Directions for this task: Collect all lines below with the string "which".

Saved data entries:
=====

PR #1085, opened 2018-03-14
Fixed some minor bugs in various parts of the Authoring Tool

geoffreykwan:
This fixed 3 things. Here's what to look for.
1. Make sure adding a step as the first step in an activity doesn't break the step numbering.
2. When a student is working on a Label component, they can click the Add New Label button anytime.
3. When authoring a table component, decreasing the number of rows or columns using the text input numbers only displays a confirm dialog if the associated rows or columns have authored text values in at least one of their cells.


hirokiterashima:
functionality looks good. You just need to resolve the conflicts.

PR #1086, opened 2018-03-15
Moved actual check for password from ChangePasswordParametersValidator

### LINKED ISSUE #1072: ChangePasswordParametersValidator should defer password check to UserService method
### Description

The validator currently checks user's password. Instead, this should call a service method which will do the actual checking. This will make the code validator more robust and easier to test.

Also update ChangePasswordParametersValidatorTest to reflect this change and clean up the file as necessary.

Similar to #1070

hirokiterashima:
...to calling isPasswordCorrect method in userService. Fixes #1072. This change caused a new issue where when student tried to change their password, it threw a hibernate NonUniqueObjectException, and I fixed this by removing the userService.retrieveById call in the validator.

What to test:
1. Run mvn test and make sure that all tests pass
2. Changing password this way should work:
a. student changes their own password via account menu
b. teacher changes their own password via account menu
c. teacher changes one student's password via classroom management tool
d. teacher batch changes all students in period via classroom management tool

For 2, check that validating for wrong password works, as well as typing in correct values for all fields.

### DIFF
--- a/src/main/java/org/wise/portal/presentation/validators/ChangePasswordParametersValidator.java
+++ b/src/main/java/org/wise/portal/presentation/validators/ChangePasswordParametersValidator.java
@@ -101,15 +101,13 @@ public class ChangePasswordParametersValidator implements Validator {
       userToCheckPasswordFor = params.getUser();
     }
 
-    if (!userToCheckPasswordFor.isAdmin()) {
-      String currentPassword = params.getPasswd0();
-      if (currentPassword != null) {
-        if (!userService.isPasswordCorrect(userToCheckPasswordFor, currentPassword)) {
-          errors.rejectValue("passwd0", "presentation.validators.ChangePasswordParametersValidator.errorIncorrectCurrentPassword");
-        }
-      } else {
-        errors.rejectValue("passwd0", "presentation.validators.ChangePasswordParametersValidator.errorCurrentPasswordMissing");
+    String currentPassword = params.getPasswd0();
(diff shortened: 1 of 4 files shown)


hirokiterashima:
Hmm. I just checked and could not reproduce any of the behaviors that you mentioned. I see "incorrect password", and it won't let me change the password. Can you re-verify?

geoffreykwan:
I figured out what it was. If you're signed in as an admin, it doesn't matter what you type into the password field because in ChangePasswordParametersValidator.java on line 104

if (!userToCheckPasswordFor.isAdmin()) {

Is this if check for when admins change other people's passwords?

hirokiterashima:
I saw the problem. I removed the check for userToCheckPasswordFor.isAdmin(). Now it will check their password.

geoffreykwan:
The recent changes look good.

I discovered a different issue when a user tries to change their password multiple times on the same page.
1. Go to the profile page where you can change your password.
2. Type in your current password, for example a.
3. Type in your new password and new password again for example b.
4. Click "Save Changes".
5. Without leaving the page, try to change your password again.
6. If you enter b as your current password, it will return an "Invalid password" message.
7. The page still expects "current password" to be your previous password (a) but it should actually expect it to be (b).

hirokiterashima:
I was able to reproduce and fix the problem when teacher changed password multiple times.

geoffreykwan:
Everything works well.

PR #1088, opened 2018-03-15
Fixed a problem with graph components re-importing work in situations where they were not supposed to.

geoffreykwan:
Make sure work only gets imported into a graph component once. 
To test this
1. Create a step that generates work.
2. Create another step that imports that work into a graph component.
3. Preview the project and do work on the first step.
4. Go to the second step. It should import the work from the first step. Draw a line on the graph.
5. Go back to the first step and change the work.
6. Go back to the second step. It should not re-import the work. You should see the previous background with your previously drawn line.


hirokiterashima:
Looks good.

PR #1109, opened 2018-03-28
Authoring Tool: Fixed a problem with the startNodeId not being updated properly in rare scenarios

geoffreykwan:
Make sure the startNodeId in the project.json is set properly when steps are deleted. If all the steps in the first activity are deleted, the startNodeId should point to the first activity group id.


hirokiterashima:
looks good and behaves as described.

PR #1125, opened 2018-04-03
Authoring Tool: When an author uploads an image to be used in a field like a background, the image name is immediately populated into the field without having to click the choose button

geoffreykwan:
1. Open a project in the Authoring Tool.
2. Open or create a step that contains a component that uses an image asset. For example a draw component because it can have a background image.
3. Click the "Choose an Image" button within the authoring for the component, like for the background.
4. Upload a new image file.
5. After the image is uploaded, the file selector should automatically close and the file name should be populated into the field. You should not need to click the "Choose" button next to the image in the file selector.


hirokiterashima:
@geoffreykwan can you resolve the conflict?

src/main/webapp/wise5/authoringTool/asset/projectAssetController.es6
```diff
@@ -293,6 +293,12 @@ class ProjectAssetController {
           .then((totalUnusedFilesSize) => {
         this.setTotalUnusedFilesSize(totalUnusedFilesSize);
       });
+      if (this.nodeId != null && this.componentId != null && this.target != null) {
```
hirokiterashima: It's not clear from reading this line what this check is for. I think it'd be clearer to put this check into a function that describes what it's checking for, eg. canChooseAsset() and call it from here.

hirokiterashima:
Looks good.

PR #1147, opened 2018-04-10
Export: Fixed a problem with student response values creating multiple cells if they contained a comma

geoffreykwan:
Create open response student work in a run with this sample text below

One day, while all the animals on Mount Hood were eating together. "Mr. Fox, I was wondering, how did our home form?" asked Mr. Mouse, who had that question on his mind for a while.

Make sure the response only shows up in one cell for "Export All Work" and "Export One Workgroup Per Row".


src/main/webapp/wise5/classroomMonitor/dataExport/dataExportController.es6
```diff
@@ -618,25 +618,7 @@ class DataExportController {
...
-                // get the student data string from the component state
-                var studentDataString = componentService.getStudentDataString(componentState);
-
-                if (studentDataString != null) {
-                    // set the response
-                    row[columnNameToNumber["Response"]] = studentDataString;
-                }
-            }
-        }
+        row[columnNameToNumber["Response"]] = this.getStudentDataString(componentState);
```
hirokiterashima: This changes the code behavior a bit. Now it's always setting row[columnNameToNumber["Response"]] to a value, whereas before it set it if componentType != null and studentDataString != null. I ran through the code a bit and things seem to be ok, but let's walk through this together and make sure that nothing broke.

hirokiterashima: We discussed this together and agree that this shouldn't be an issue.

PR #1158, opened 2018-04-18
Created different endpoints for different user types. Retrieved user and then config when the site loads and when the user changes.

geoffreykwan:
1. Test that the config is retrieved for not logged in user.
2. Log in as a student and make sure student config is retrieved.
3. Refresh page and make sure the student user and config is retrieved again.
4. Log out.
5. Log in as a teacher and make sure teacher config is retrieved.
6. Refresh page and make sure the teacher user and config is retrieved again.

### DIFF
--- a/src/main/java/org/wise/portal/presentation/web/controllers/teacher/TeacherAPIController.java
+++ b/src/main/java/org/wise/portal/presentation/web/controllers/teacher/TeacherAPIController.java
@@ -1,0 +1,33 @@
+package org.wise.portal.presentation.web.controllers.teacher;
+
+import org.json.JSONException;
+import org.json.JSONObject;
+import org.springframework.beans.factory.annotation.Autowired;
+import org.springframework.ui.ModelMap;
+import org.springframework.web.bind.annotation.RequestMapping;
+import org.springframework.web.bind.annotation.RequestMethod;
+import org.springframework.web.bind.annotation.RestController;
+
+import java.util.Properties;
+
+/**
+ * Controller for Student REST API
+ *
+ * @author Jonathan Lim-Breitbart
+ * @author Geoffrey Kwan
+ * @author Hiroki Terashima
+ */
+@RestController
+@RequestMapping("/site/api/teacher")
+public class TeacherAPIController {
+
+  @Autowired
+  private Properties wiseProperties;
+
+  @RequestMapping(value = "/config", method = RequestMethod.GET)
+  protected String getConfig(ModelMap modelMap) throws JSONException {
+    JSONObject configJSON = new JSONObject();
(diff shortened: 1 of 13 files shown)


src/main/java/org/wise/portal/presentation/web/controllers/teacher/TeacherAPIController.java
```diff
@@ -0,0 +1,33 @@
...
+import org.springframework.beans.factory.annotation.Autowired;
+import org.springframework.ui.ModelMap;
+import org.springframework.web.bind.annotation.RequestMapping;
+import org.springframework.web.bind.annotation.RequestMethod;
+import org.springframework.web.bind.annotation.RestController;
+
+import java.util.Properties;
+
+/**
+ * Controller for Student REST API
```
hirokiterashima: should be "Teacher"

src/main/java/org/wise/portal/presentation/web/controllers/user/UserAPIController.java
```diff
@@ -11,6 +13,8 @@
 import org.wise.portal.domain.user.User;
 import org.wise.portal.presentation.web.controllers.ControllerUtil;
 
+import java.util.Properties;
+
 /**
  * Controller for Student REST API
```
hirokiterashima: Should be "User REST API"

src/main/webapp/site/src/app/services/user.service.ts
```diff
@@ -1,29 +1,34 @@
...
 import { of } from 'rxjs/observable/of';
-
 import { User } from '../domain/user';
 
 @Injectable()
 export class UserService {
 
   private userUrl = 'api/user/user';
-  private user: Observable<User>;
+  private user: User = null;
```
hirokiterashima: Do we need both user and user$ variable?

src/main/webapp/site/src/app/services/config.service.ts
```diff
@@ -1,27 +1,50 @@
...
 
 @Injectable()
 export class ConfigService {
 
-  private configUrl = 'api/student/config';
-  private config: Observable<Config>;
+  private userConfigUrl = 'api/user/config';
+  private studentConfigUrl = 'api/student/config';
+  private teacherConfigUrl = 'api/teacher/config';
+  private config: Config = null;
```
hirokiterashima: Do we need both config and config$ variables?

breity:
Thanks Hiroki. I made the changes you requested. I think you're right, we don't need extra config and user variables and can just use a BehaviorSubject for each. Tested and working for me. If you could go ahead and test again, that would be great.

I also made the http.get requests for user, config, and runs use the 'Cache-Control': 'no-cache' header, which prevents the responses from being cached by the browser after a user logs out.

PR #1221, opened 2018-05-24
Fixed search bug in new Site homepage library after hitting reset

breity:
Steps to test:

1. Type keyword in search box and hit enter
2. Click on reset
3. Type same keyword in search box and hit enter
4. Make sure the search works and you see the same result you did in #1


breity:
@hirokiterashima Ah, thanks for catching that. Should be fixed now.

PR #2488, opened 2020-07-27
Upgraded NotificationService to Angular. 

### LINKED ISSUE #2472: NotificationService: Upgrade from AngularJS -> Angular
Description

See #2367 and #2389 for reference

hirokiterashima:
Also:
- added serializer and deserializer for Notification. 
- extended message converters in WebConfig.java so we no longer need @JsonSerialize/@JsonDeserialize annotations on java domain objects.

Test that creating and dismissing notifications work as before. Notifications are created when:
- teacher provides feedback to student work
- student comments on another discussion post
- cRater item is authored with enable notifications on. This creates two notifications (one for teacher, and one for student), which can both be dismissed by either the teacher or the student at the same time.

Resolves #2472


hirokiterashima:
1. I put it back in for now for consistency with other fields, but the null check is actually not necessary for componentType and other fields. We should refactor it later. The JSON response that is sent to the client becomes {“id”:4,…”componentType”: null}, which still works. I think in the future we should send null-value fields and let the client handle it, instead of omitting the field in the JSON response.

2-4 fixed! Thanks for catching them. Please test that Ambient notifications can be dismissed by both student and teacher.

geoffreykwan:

=====

Response below:
The validator currently checks user's password. Instead, this should call a service method which will do the actual checking. This will make the code validator more robust and easier to test.
I also made the http.get requests for user, config, and runs use the 'Cache-Control': 'no-cache' header, which prevents the responses from being cached by the browser after a user logs out.
- cRater item is authored with enable notifications on. This creates two notifications (one for teacher, and one for student), which can both be dismissed by either the teacher or the student at the same time.
1. I put it back in for now for consistency with other fields, but the null check is actually not necessary for componentType and other fields. We should refactor it later. The JSON response that is sent to the client becomes {“id”:4,…”componentType”: null}, which still works. I think in the future we should send null-value fields and let the client handle it, instead of omitting the field in the JSON response.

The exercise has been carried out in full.